First, the charge: Advanced in recent weeks, is the false assertion that President Obama’s health care proposals–embodied most clearly in HR 3200–would create government-sponsored “death panels” to decide which patients were worthy of living.
What’s actually in the bill? A Medicare provision written by Rep. Earl Blumenauer, D-Ore., would pay doctors for voluntary counseling sessions that address “end-of-life” issues.
The provision, which is contained in section 1233 of HR 3200 and entitled “Advance Care Planning Consultation,” is prescriptive as to when these consultations should occur, and be reimbursed. Among other things, it says “advanced care planning” consultations for senior citizens can take place every five years, and more often “if there is a significant change in the health condition of the individual . . . or upon admission to a skilled nursing facility, a long-term care facility . . . or a hospice program.”
Why were these provisions included? Not to offer doctors the chance to be paid for providing this kind of end-of-life counseling. Doctors are already reimbursed under Medicare for addressing these issues. For example, Medicare allows doctors to bill for “extended face time” when they provide in depth counseling to patients. Many doctors bill under this face-time “code” when the spend time with patients discussing end-of-life issues.
Moreover, there’s nothing to suggest doctors will be paid more under the new counseling provisions. Medicare pays doctors according to a formula that gauges the “intensity” of a physician’s work. The billing codes used to account for “extended face time” will generally mirror the codes created under the new legislative provisions for “end of life counseling.” After all, the “intensity” of the work would be the same.
Nor can these provisions be justified solely on the desire to encourage doctors to address these issues. End-of-life discussions have become routine in medical practice. Many hospitals have programs to promote discussion of “do not resuscitate” orders when patients face life-threatening illnesses, often right on admission to the hospital. Some states, including New York, have passed laws mandating that these discussions take place.
That gets to the problem. By including such specific criteria for when doctors should be reimbursed for providing this kind of counseling, Congress is expressing its values not only for when these “end of life” discussions should occur, but what medical conditions should trigger them. A severe head injury? Admission to a nursing home? Seemingly terminal cancer? All would qualify as “end-of-life” scenarios under the House legislation, notwithstanding the nuances of a particular clinical circumstance. This sort of legislative text doesn’t live in isolation. It is an expression of Congressional intent, and will become a map for future legislation and regulation for what defines an “end-of-life” medical scenario.
Congress didn’t need to include this sort of specificity. It didn’t need to wade into the waters of defining when death is near.
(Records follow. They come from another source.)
PR #276, opened 2018-10-17
adding more fields in Request

marydcouto:
I need access to set the request status to solved through api. It works only if solved field and its corresponding getters and setters are present in the Request. Create Request API was also failing as priority is mandatory field in the create request API. I also need access to couple of other fields, which I have added in the Request pojo.


marydcouto:
Please merge the changes, so I can integrate the zendesk request creation in my application. Thanks for approving the changes

marydcouto:
Could you please let me know how long will it take to get these changes merged? I am new to public github, so I am not familiar about how things work in public github.

aheritier:
Hi Mary,

  It will take some time. In open-source communities, maintainers aren't active every day and I would prefer to have others reviews because myself I'm not actively using it.
  Your changes are looking good when I compare with the documentation but without adding some new tests it is hard to guess if it will be completely fine. This part of the code has sadly a low test coverage : https://github.com/cloudbees/zendesk-java-client/blob/master/src/test/java/org/zendesk/client/v2/RealSmokeTest.java#L609
  After the validation of active others developers like @duemir or @johnou you'll have to also wait for a release to grab the new version from maven central.

HTH

src/main/java/org/zendesk/client/v2/model/Request.java
```diff
@@ -26,6 +29,10 @@
     protected Date createdAt;
     protected Date updatedAt;
     protected Comment comment;
+	protected boolean solved;
```
johnou: Please maintain project code formatting.

johnou: Better to use object boolean here or solved will always default to false and may inadvertently change the entity state.

marydcouto:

Congress could have simply drafted a provision to enable doctors to bill for this kind of counseling, regardless of the clinical scenarios, rather than continue billing for this time under other, less specific Medicare codes such as “extended face time.” By including specific clinical circumstances that should trigger reimbursement for these discussions, and dictating how frequently this counseling should occur, Congress is making judgments about when it believes life is near its end.
Ironically, this specificity may actually have the unintended consequence of discouraging these sorts of discussions. By laying out so many prescriptive hoops and clinical circumstances for when these discussions ought to occur, some doctors may judge that their patients don’t meet the regulatory specifications of the new Medicare billing codes.
So why did Congress feel compelled to lay out its clinical judgment in legislation? It’s trying to direct doctors through the only tool readily available–its power of the purse. This is crude, clumsy, and ultimately corrupting to both the practice of medicine and the local conventions and personal preferences that drive these kinds of difficult clinical decisions. It’s a leitmotif for what’s to come as Washington assumes more control over health care choices.
Scott Gottlieb is a resident fellow at AEI.